That's one of the worse feelings ever. To come out to your truck to find you been cleaned out. This happen to me twice within a 6 month period. Both times 10 feet from my front door. And I live in a good part of town! I didn't have insurance for stolen items. Just for the whole truck being stolen was insured. I had a hard time replaceing everything the first time. I had so many tools that I have accumulated over the years, I couldn't remember every tool I needed to replace. Until it came time to use a speacilty tool, and then remember "Oh yea that was stolen too". 
They took everything except my ladders and my Milwaukee Hole Hawg for some reason. I replace with exact duplicates of what I had grown used to using. Some things I never replaced like my Burndy MD8.


----------



## 480sparky (Sep 20, 2007)

When things are slow, take a written inventory of the tools on & in your van, plus take pictures. Store them at home, bank box, etc. Record manufacturer, model, serial no., price paid, etc. That'll help when anger overwhelms the memory.


----------



## wildleg (Apr 12, 2009)

I hate getting ripped off. Back in the 80's I used to have a van alarm that had a pager, I think I might get something like that again. 

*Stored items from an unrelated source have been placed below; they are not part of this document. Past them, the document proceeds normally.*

PR #671, opened 2023-02-14
fix: fix docs nev/prev navigation

JivusAyrus:
#### Checklist

- [ ] run `make test`

image


docs-website/src/components/Layout.jsx
```diff
@@ -120,7 +120,15 @@ function useTableOfContents(tableOfContents) {
 
 export function Layout({ children, title, tableOfContents, frontmatter }) {
 	let router = useRouter();
-	let allLinks = navigation.flatMap((section) => section.links);
+	let links = navigation.flatMap((section) => section.links);
```
Aenimus, line 123: Why do we use `let` instead of `const`. Where are we reassigning?

docs-website/src/components/Layout.jsx
```diff
@@ -120,7 +120,15 @@ function useTableOfContents(tableOfContents) {
...
+	let allLinks = links.flatMap((section) => {
```
Aenimus, line 124: All on one line without curly braces if we use a ternary? :D

docs-website/src/components/Layout.jsx
Aenimus: For all these cases, I don't see why we would not use `const`

docs-website/src/components/Layout.jsx
Aenimus:
```ts
const allLinks = links.flatMap((section) => section?.links ?? section
```

JivusAyrus: Got it

JivusAyrus: Done

docs-website/src/components/Layout.jsx
```diff
@@ -119,13 +119,15 @@ function useTableOfContents(tableOfContents) {
...
-	let router = useRouter();
-	let allLinks = navigation.flatMap((section) => section.links);
-	let linkIndex = allLinks.findIndex((link) => link?.href === router.pathname);
-	let previousPage = allLinks[linkIndex - 1];
-	let nextPage = allLinks[linkIndex + 1];
-	let section = navigation.find((section) => section.links?.find((link) => link?.href === router.pathname));
-	let currentSection = useTableOfContents(tableOfContents);
+	const router = useRouter();
+	const links = navigation.flatMap((section) => section.links);
+	const allLinks = links.flatMap((section) => (section?.links ? section?.links : section));
```
Aenimus, line 124: nitpick, but the inner parentheses are unnecessary, and the second `sections?` doesn't need `?` because it cannot be null at this point

Aenimus (approved):

StarpTech (approved):
LGTM

docs-website/src/components/Layout.jsx
JivusAyrus: Prettier adds the paranthesis

docs-website/src/components/Layout.jsx
```diff
@@ -119,13 +119,15 @@ function useTableOfContents(tableOfContents) {
...
 export function Layout({ children, title, tableOfContents, frontmatter }) {
-	let router = useRouter();
-	let allLinks = navigation.flatMap((section) => section.links);
-	let linkIndex = allLinks.findIndex((link) => link?.href === router.pathname);
-	let previousPage = allLinks[linkIndex - 1];
-	let nextPage = allLinks[linkIndex + 1];
-	let section = navigation.find((section) => section.links?.find((link) => link?.href === router.pathname));
-	let currentSection = useTableOfContents(tableOfContents);
+	const router = useRouter();
+	const links = navigation.flatMap((section) => section.links);
```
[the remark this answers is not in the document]
JivusAyrus: on the root level, every object has links, so shouldn't be a problem

docs-website/src/components/Layout.jsx
JivusAyrus: Removed the "?"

Not all cops are useless tho. We did a motel last yr and both us and the plumbers had their connex boxes cleaned out - the Fairfax County VA cops got ALL our tools back !!


----------



## 480sparky (Sep 20, 2007)

Years ago, my dad had a bunch of tools stolen out of his truck. He called the insurance agent, and in two days a check for replacements was in the mailbox. So he went out and bought new stuff.

Three weeks later, the stolen items were recovered in a traffic stop. They were held for evidence, as there were 37 break-ins that night. The insurance company found out, and _dad had to pay them back_.

After seven years, the cops sold the tools in an public auction........ *and never charged the bastards for the theft!!!!








*


----------



## Bkessler (Feb 14, 2007)

Insurance company's job is to "not pay", we all know that. Although not all the time I am sure we all know of one or two instance where someone thought they were covered and from some reason the insurance company seems to weasel it's way out.


----------



## Breakfasteatre (Sep 8, 2009)

What kind of car insurance do you need to cover theft of the tools in your car/truck?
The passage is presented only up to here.